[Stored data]
----

PR #2151, opened 2023-11-09
Fix/near unavailable blocks

bz888:
# Description

Unable to resolve troubles with `instanceof isBlockUnavailableError`
When the `error` is caught on `worker.service` it is behaving as intended, retaining its instance as BlockUnavailableError. However, when that `error` is then thrown once again, for `worker.dispatcher` to catch and process, it no longer retains its instance as `BlockUnavailableError` it is just Error now. 

Fixes #https://github.com/subquery/subql-near/issues/81

## Type of change

## Checklist

- [x] I have tested locally


packages/node-core/src/indexer/worker/worker.service.ts
```diff
@@ -87,7 +88,9 @@ export abstract class BaseWorkerService<
 
       return await this.processFetchedBlock(block, await this.projectService.getDataSources(height));
     } catch (e: any) {
-      logger.error(e, `Failed to index block ${height}: ${e.stack}`);
+      if (!isBlockUnavailableError(e)) {
+        logger.error(e, `Failed to index block ${height}: ${e.stack}`);
+      }
       throw e;
```
stwiname, line 94: Should this still throw?

stwiname (approved):

PR #2179, opened 2023-11-23
Add/schema migration

### LINKED ISSUE #1289: [$3,500 in kSQT] Schema Migrations
### Description

Currently when users wish to change their project schema they need to reindex their project. This can be very slow. In order to improve this we should support schema migrations. These migrations are automated based on changes in project graphql schemas.

The reason for migrations being automated is driven by 2 main reasons:
- It limits security issues by having a narrow scope for migrations. Allowing raw SQL would be a large security issue.
- It limits really heavy migrations such as modifying large amounts of data.

### Requirements

- Migrations should allow the following features:
   - Add/remove colums
   - Add/remove indexes and multi-column indexes
   - Add/remove tables 
   - Changing a field type should drop the column and create a new one
- Migrations should only run on project upgrades
- Migrations should be reversed when rewinding and a project is downgraded
- A way to test migrations buy running through all the projects upgrades on an empty db

bz888:
# Description

Fixes #1289

## Type of change

## Checklist

- [ ] I have tested locally


packages/node-core/src/configure/ProjectUpgrade.service.ts
```diff
@@ -3,23 +3,28 @@
...
+    onProjectUpgrade?: OnProjectUpgradeCallback<P>
+  ) => Promise<number | undefined>;
   /**
    * This should only be called from within a worker thread as they dont have access to the store
    * */
   initWorker(currentHeight: number, onProjectUpgrade?: OnProjectUpgradeCallback<P>): void;
   updateIndexedDeployments: (id: string, blockHeight: number) => Promise<void>;
   readonly currentHeight: number;
-  setCurrentHeight: (newHeight: number) => Promise<void>;
+  setCurrentHeight: (newHeight: number, schema: string) => Promise<void>;
```
stwiname, line 27: It doesn't make sense for schema to be an argument here, it would never change.

packages/node-core/src/configure/ProjectUpgrade.service.ts
```diff
@@ -107,16 +111,18 @@ export class ProjectUpgradeSevice<P extends ISubqueryProject = ISubqueryProject>
   }
 
   async init(
-    metadata: CacheMetadataModel,
+    storeCache: StoreCacheService,
+    schemaMigrationService: SchemaMigrationService,
```
stwiname, line 115: I think now it would make more sense to construct this class in here rather than passing it as an argument. StoreCache should have the relevant information

packages/node-core/src/configure/ProjectUpgrade.service.ts
```diff
@@ -149,24 +155,37 @@ export class ProjectUpgradeSevice<P extends ISubqueryProject = ISubqueryProject>
...
+    const project = this.#currentProject;
     this.#currentProject = newProject;
 
     if (hasChanged) {
       if (isMainThread) {
         try {
-          // Use the project start height here for when resuming indexing at an arbitrary height
+          assert(this.#storeCache, 'CacheMetadataModel is undefined');
+          if (!this.#storeCache?.unfinalizedBlocks) {
+            assert(this.migrationService, 'Migration service is undefined');
```
stwiname, line 174: Can just assert here that init has been called

packages/node-core/src/configure/ProjectUpgrade.service.ts
```diff
@@ -149,24 +155,37 @@ export class ProjectUpgradeSevice<P extends ISubqueryProject = ISubqueryProject>
...
+              this.#storeCache?.indexCountLimit
+            );
+          }
+
           await this.updateIndexedDeployments(newProject.id, startHeight);
         } catch (e: any) {
-          logger.error(e, 'Failed to update deployment metadata');
-          process.exit(1);
+          logger.error(e, 'Failed to update deployment');
+          throw new Error(e);
```
stwiname, line 188:
```suggestion
          throw e;
```

packages/node-core/src/configure/SchemaMigration.service.ts
```diff
@@ -0,0 +1,500 @@
...
+
+  return {graphQLType: currentTypeNode.kind, dataType: name};
+}
+
+// just a wrapper for naming confusion
+function formatColumnName(columnName: string): string {
+  return Utils.underscoredIf(columnName, true);
+}
+
+const sequelizeToPostgresTypeMap = {
```
stwiname, line 81: Use https://github.com/subquery/subql/tree/main/packages/utils/src/types/supported

packages/node-core/src/configure/SchemaMigration.service.ts
```diff
@@ -0,0 +1,500 @@
...
+          removedIndexes,
+        };
+      }
+    }
+  });
+}
+
+function indexesEqual(index1: GraphQLEntityIndex, index2: GraphQLEntityIndex): boolean {
+  return (
+    index1.fields.join(',') === index2.fields.join(',') &&
```
stwiname, line 248: What if they have a different order?

packages/node/src/configure/SchemaMigration.service.test.ts
stwiname, line 1: This should live in node core

packages/node-core/src/indexer/storeCache/storeCache.service.ts
```diff
@@ -51,6 +55,13 @@ export class StoreCacheService extends BaseCacheService {
     this.poiRepo = poi;
   }
 
+  get unfinalizedBlocks(): boolean {
+    return this._unfinalizedBlocks;
+  }
+  get indexCountLimit(): number {
+    return this._indexCountLimit;
+  }
```
stwiname, line 63: These don't belong here, they don't relate specificly to store cache and are just a proxy for node config

packages/node-core/src/indexer/worker/worker.service.ts
```diff
@@ -36,12 +36,14 @@ export abstract class BaseWorkerService<
   protected abstract toBlockResponse(block: B): R;
   protected abstract processFetchedBlock(block: B, dataSources: DS[]): Promise<ProcessBlockResponse>;
 
+  private nodeConfig: NodeConfig;
```
stwiname, line 39: Can be reverted

packages/node-core/src/yargs.ts
```diff
@@ -230,6 +229,12 @@ export function yargsBuilder<
                 describe: 'Number of worker threads to use for fetching and processing blocks. Disabled by default.',
                 type: 'number',
               },
+              'allow-schema-migration': {
+                demandOption: false,
+                default: false,
```
stwiname, line 234:
```suggestion
```
The default is set in node config

packages/node/src/indexer/fetch.module.ts
```diff
@@ -16,6 +16,7 @@ import {
   IProjectUpgradeService,
   PoiSyncService,
   InMemoryCacheService,
+  SchemaMigrationService,
```
stwiname, line 19: Unused

packages/utils/src/types/index.ts
```diff
@@ -4,3 +4,5 @@
 export * from './generalTypes';
 
 export * from './TypeClass';
+
+export * from './supported';
```
stwiname, line 8: Did you forget to commit this file?

packages/node-core/test/schemas/schemaDiff.json
```diff
@@ -0,0 +1,350 @@
+{
```
stwiname, line 1: Do you think this is holding too much information?

We're redefining a schema here with all the details on the models and fields. I think a better, simpler option is to just have this data type have the minimal information to changes in schemas then use the new graphql schema as the source of truth with all the details like nullable etc.

packages/node-core/src/configure/configure.module.ts
```diff
@@ -2,6 +2,7 @@
 // SPDX-License-Identifier: GPL-3.0
 
 import {handleCreateSubqueryProjectError, LocalReader, makeTempDir, ReaderFactory} from '@subql/common';
+import {SchemaMigrationService} from '@subql/node-core/configure/SchemaMigration.service';
```
stwiname, line 5: Should be a relative import

packages/node-core/src/configure/ProjectUpgrade.service.ts
```diff
@@ -119,18 +121,21 @@ export class ProjectUpgradeSevice<P extends ISubqueryProject = ISubqueryProject>
...
 
     const lastProjectChange = this.validateIndexedData(indexedDeployments);
 
+    this.#currentHeight = currentHeight;
+    this.#currentProject = this.getProject(this.#currentHeight);
+
     if (lastProjectChange) {
       this.#currentHeight = lastProjectChange;
       this.#currentProject = this.getProject(this.#currentHeight);
     }
```
stwiname, line 141: This looks like it can be simplified

packages/node-core/src/indexer/project.service.ts
```diff
@@ -370,8 +367,10 @@ export abstract class BaseProjectService<
   }
 
   private async initUpgradeService(): Promise<number | undefined> {
```
stwiname, line 366: For clarity rather than using `this._startHeight` we should use an argument here. This would change from a runtime error to a compiler error and be caught earlier.

packages/node-core/src/configure/ProjectUpgrade.service.ts
```diff
@@ -238,14 +279,29 @@ export class ProjectUpgradeSevice<P extends ISubqueryProject = ISubqueryProject>
       throw new Error('No valid projects found, this could be due to the startHeight.');
     }
 
+    isRewindable = this.rewindableCheck(projects);
```
stwiname, line 282:
```suggestion
    const isRewindable = this.rewindableCheck(projects);
```

packages/node-core/src/indexer/storeCache/storeCache.service.ts
```diff
@@ -68,20 +68,28 @@ export class StoreCacheService extends BaseCacheService {
...
-        this.getNextStoreOperationIndex.bind(this),
-        () => this.flushCache(true),
-        this._useCockroachDb
-      );
+      this.cachedModels[entity] = this.createModel(entity);
     }
     return this.cachedModels[entity] as unknown as ICachedModel<T>;
   }
 
+  createModel(entityName: string): CachedModel<any> {
```
stwiname, line 76: Can be made private

packages/node-core/src/utils/migration.ts
```diff
@@ -0,0 +1,268 @@
...
+
+export class Migration {
+  private readonly transaction: Transaction;
+  private sequelizeModels: Set<ModelStatic<any>> = new Set();
+  private rawQueries: string[] = [];
+  constructor(
+    private sequelize: Sequelize,
+    private schemaName: string,
+    private config: NodeConfig,
+    private _tx: Transaction,
```
stwiname, line 90: I think this can be removed here and `run` can create a transaction

packages/node-core/src/utils/migration.ts
```diff
@@ -0,0 +1,268 @@
...
+
+      await this.transaction.commit();
+    } catch (e) {
+      await this.transaction.rollback();
+      throw e;
+    }
+
+    await Promise.all([...this.sequelizeModels].map((m) => m.sync()));
+
+    return [...this.sequelizeModels];
```
stwiname, line 145: Do these models need to be copied into a new array?

packages/node-core/src/configure/SchemaMigration.service.ts
```diff
@@ -343,6 +261,7 @@ export class SchemaMigrationService {
     dbSchema: string,
     blockHeight: number,
     _flushCache: (flushAll?: boolean) => Promise<void>,
+    updateCacheModels: (model: ModelStatic<Model<any, any>>[]) => void,
```
stwiname, line 264: `updateCacheModels` -> `updatedModels`. This can be generic, the migration service shouldn't be concerned with how these new models are going to be used.

packages/node-core/src/configure/SchemaMigration.service.ts
```diff
@@ -343,6 +261,7 @@ export class SchemaMigrationService {
     dbSchema: string,
     blockHeight: number,
     _flushCache: (flushAll?: boolean) => Promise<void>,
```
stwiname, line 263: `flushCache`, can remove the underscore

packages/node-core/src/configure/SchemaMigration.service.ts
```diff
@@ -0,0 +1,346 @@
...
+    compareRelations(currentData.relations, nextData.relations, changes);
+    compareModels(currentData.models, nextData.models, changes);
+
+    return changes;
+  }
+
+  async run(
+    currentSchema: GraphQLSchema,
+    nextSchema: GraphQLSchema,
+    dbSchema: string,
```
stwiname, line 261: Can be moved to the constructor

packages/node-core/src/configure/SchemaMigration.service.ts
```diff
@@ -0,0 +1,346 @@
...
+    blockHeight: number,
+    _flushCache: (flushAll?: boolean) => Promise<void>,
+    updateCacheModels: (model: ModelStatic<Model<any, any>>[]) => void,
+    config: NodeConfig
```
stwiname, line 265: Can be moved to the constructor

packages/node-core/src/configure/SchemaMigration.service.ts
```diff
@@ -0,0 +1,346 @@
...
+    index1.unique === index2.unique &&
+    index1.using === index2.using
+  );
+}
+
+function hasChanged(changes: SchemaChangesType): boolean {
+  return Object.values(changes).some((change) =>
+    Array.isArray(change) ? change.length > 0 : Object.keys(change).length > 0
+  );
+}
```
stwiname, line 217: I think the functions above here can be moved into another file

packages/node-core/src/utils/migration.ts
stwiname, line 1: I think this file should live next to SchemaMigrationService (in a sub dir) as its only relevant to that and can better control the visibility to make sure its not accessible elsewhere

packages/node-core/src/indexer/storeCache/storeCache.service.ts
```diff
@@ -50,6 +50,13 @@ export class StoreCacheService extends BaseCacheService {
     this.metadataRepo = meta;
     this.poiRepo = poi;
   }
+  get config() {
+    return this._config;
+  }
+
+  get sequelize() {
+    return this._sequelize;
+  }
```
stwiname, line 59: Are these used anywhere?

stwiname (approved):

PR #2190, opened 2023-11-29
remove redundant endpoint suggestions

bz888:
# Description

As `/network-endpoints` is no longer being used on hosted Services, this should be deprecated on the CLI as well.

## Type of change

## Checklist

- [x] I have tested locally

### DIFF
--- a/packages/cli/src/controller/deploy-controller.spec.ts
+++ b/packages/cli/src/controller/deploy-controller.spec.ts
@@ -10,7 +10,6 @@ import {
   deleteDeployment,
   deploymentStatus,
   ipfsCID_validate,
-  networkEndpoints,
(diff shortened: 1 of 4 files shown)


packages/cli/src/controller/deploy-controller.spec.ts
```diff
@@ -53,13 +52,13 @@ async function deployTestProject(
     url
   );
 
-  const endpoint = await networkEndpoints(url);
+  const endpoint = 'wss://polkadot.api.onfinality.io/public-ws';
```
stwiname, line 55: I don't think we need to default to polkadot. Chances are slim that's the network being used

stwiname (approved):

PR #2221, opened 2024-01-16
add support for csv export

### LINKED ISSUE #2210: Output to CSV
As well as outputting data to Postgres there should be an option to output to CSV as well. This will allow other DBs to import data.

Requirements:
* Data should be output to CSV as well as to Postgres
* Option can be enabled via a CLI flag for a directory path
* Each entity should have its own file
* It should only append data, no deletions or updates, but entities with the same id can be entered multiple times
* Initially all data should be stored in a single file for an entity but later on we could support:
    * File rotation
    * Splitting files by block range

bz888:
# Description

Fixes #2210

Docs #https://github.com/subquery/documentation/pull/468

## Checklist

- [x] I have tested locally

### DIFF
--- a/packages/node-core/CHANGELOG.md
+++ b/packages/node-core/CHANGELOG.md
@@ -5,6 +5,8 @@ The format is based on [Keep a Changelog](https://keepachangelog.com/en/1.0.0/),
 and this project adheres to [Semantic Versioning](https://semver.org/spec/v2.0.0.html).
 
 ## [Unreleased]
+### Added
+- Support CSV output (#2221)
 
 ## [7.0.8] - 2024-01-10
 ### Fixed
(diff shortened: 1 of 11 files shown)


jiqiang90:
Some test outcome, we can improve on

1. csv should be override by default.
image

----

• **Task statement**
Work out how many lines in the data hold the word "createModel"; reply with the number alone.

• **Exercise response**
2